TASK DESCRIPTION =
Each line of the data should be duplicated precisely.

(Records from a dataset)
PR #23, opened 2021-07-29
Change let->const to satisfy lint checks for TS sources.

12wrigja:
The existing eslint config doesn't seem to mind the lets currently, but does once the files are migrated. Splitting this into a separate PR makes the TypeScript source migration PR easier to review.

### DIFF
--- a/lib/intl.mjs
+++ b/lib/intl.mjs
@@ -107,8 +107,8 @@ export function DateTimeFormat(locale = undefined, options = undefined) {
   this[INST] = instantAmend;
 }
 
-DateTimeFormat.supportedLocalesOf = function (...args) {
-  return IntlDateTimeFormat.supportedLocalesOf(...args);
+DateTimeFormat.supportedLocalesOf = function (locales, options) {
+  return IntlDateTimeFormat.supportedLocalesOf(locales, options);
 };
 
 const properties = {
@@ -194,7 +194,7 @@ function formatRangeToParts(a, b) {
 
 function amend(options = {}, amended = {}) {
   options = ObjectAssign({}, options);
-  for (let opt of [
+  for (const opt of [
     'year',
     'month',
     'day',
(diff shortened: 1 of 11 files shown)


lib/intl.mjs
```diff
@@ -107,8 +107,8 @@ export function DateTimeFormat(locale = undefined, options = undefined) {
   this[INST] = instantAmend;
 }
 
-DateTimeFormat.supportedLocalesOf = function (...args) {
-  return IntlDateTimeFormat.supportedLocalesOf(...args);
+DateTimeFormat.supportedLocalesOf = function (locales, options) {
```
ptomato, line 110: This change seems unrelated, but makes sense to me, because it makes `Intl.DateTimeFormat.supportedLocalesOf.length` conformant.

ptomato (approved):
Thanks! This will indeed make the other PR easier to review. I'm not sure why the eslint config didn't pick these up before migrating to TypeScript!

lib/intl.mjs
12wrigja: I changed this because tsc doesn't like using the argument spread to invoke supportedLocalesOf, but making it length conformant is handy :)

justingrant: @ptomato - does that mean that the proposal-temporal polyfill is *not* conformant here, and if so should this change be ported over there?

ptomato: Yes, but:
1. Intl.DateTimeFormat.supportedLocalesOf is not part of the Temporal proposal, so it won't be tested and probably doesn't matter. For this polyfill, it does matter, because people might replace their Intl object in production code.
2. I also realized it is still not conformant. This makes it have length 2 rather than 0, but it is actually supposed to have length 1. The signature is Intl.DateTimeFormat.supportedLocalesOf ( locales [ , options ] )

justingrant: @ptomato - so the right signature would be something like `function (locales, options = {})` ?

@12wrigja - I'd suggest splitting this change out into a new PR, and getting the conformance correct.

justingrant: Oops, just noticed this is already merged! Now we definitely need a separate PR to fix the conformance. ;-)

justingrant:
Great PR. Thanks @12wrigja !

PR #30, opened 2021-08-14
Add '.js' suffix to ecmascript imports

chrisveness:
File extensions are mandatory in ESM imports – q.v.
https://nodejs.org/api/esm.html#esm_mandatory_file_extensions.


ptomato (approved):
Thanks!

PR #31, opened 2021-08-15
Sync package-lock.json to package.json version

justingrant:
#27 didn't update the version in package-lock.json. I don't know what (if anything) this will break, but I assume they should be synced.

### DIFF
--- a/package-lock.json
+++ b/package-lock.json
@@ -1,12 +1,12 @@
 {
   "name": "@js-temporal/polyfill",
-  "version": "0.1.0",
+  "version": "0.2.0",
   "lockfileVersion": 2,
   "requires": true,
   "packages": {
     "": {
       "name": "@js-temporal/polyfill",
-      "version": "0.1.0",
+      "version": "0.2.0",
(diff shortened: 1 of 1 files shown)


ptomato (approved):
Thanks! I also don't know what this affects, but I agree, this should be probably synced.

12wrigja:
Is it possible to add a test / check for this as part of merging a PR?

ptomato:
This seems promising: https://stackoverflow.com/q/57998744/172999

justingrant:
I've noticed that a some OSS libraries simply don't ship a package-lock.json at all. Not sure what the pros/cons of doing this are.

ptomato:
The NPM utility itself encourages you to ship package-lock.json. It prevents you from getting different results locally / on CI / on users' machines, in the case where a newer version of a dependency has been released in between the last time you did `npm install` and the time when a user does `npm install`.

Personally I really hate checking in long autogenerated files that produce giant pull request diffs, but to me the above benefit weighs stronger than the dislike :smile:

REPLY TO THE EXERCISE =
PR #23, opened 2021-07-29
Change let->const to satisfy lint checks for TS sources.

12wrigja:
The existing eslint config doesn't seem to mind the lets currently, but does once the files are migrated. Splitting this into a separate PR makes the TypeScript source migration PR easier to review.

### DIFF
--- a/lib/intl.mjs
+++ b/lib/intl.mjs
@@ -107,8 +107,8 @@ export function DateTimeFormat(locale = undefined, options = undefined) {
   this[INST] = instantAmend;
 }
 
-DateTimeFormat.supportedLocalesOf = function (...args) {
-  return IntlDateTimeFormat.supportedLocalesOf(...args);
+DateTimeFormat.supportedLocalesOf = function (locales, options) {
+  return IntlDateTimeFormat.supportedLocalesOf(locales, options);
 };
 
 const properties = {
@@ -194,7 +194,7 @@ function formatRangeToParts(a, b) {
 
 function amend(options = {}, amended = {}) {
   options = ObjectAssign({}, options);
-  for (let opt of [
+  for (const opt of [
     'year',
     'month',
     'day',
(diff shortened: 1 of 11 files shown)


lib/intl.mjs
```diff
@@ -107,8 +107,8 @@ export function DateTimeFormat(locale = undefined, options = undefined) {
   this[INST] = instantAmend;
 }
 
-DateTimeFormat.supportedLocalesOf = function (...args) {
-  return IntlDateTimeFormat.supportedLocalesOf(...args);
+DateTimeFormat.supportedLocalesOf = function (locales, options) {
```
ptomato, line 110: This change seems unrelated, but makes sense to me, because it makes `Intl.DateTimeFormat.supportedLocalesOf.length` conformant.

ptomato (approved):
Thanks! This will indeed make the other PR easier to review. I'm not sure why the eslint config didn't pick these up before migrating to TypeScript!

lib/intl.mjs
12wrigja: I changed this because tsc doesn't like using the argument spread to invoke supportedLocalesOf, but making it length conformant is handy :)

justingrant: @ptomato - does that mean that the proposal-temporal polyfill is *not* conformant here, and if so should this change be ported over there?

ptomato: Yes, but:
1. Intl.DateTimeFormat.supportedLocalesOf is not part of the Temporal proposal, so it won't be tested and probably doesn't matter. For this polyfill, it does matter, because people might replace their Intl object in production code.
2. I also realized it is still not conformant. This makes it have length 2 rather than 0, but it is actually supposed to have length 1. The signature is Intl.DateTimeFormat.supportedLocalesOf ( locales [ , options ] )

justingrant: @ptomato - so the right signature would be something like `function (locales, options = {})` ?

@12wrigja - I'd suggest splitting this change out into a new PR, and getting the conformance correct.

justingrant: Oops, just noticed this is already merged! Now we definitely need a separate PR to fix the conformance. ;-)

justingrant:
Great PR. Thanks @12wrigja !

PR #30, opened 2021-08-14
Add '.js' suffix to ecmascript imports

chrisveness:
File extensions are mandatory in ESM imports – q.v.
https://nodejs.org/api/esm.html#esm_mandatory_file_extensions.


ptomato (approved):
Thanks!

PR #31, opened 2021-08-15
Sync package-lock.json to package.json version

justingrant:
#27 didn't update the version in package-lock.json. I don't know what (if anything) this will break, but I assume they should be synced.

### DIFF
--- a/package-lock.json
+++ b/package-lock.json
@@ -1,12 +1,12 @@
 {
   "name": "@js-temporal/polyfill",
-  "version": "0.1.0",
+  "version": "0.2.0",
   "lockfileVersion": 2,
   "requires": true,
   "packages": {
     "": {
       "name": "@js-temporal/polyfill",
-      "version": "0.1.0",
+      "version": "0.2.0",
(diff shortened: 1 of 1 files shown)


ptomato (approved):
Thanks! I also don't know what this affects, but I agree, this should be probably synced.

12wrigja:
Is it possible to add a test / check for this as part of merging a PR?

ptomato:
This seems promising: https://stackoverflow.com/q/57998744/172999

justingrant:
I've noticed that a some OSS libraries simply don't ship a package-lock.json at all. Not sure what the pros/cons of doing this are.

ptomato:
The NPM utility itself encourages you to ship package-lock.json. It prevents you from getting different results locally / on CI / on users' machines, in the case where a newer version of a dependency has been released in between the last time you did `npm install` and the time when a user does `npm install`.

Personally I really hate checking in long autogenerated files that produce giant pull request diffs, but to me the above benefit weighs stronger than the dislike :smile:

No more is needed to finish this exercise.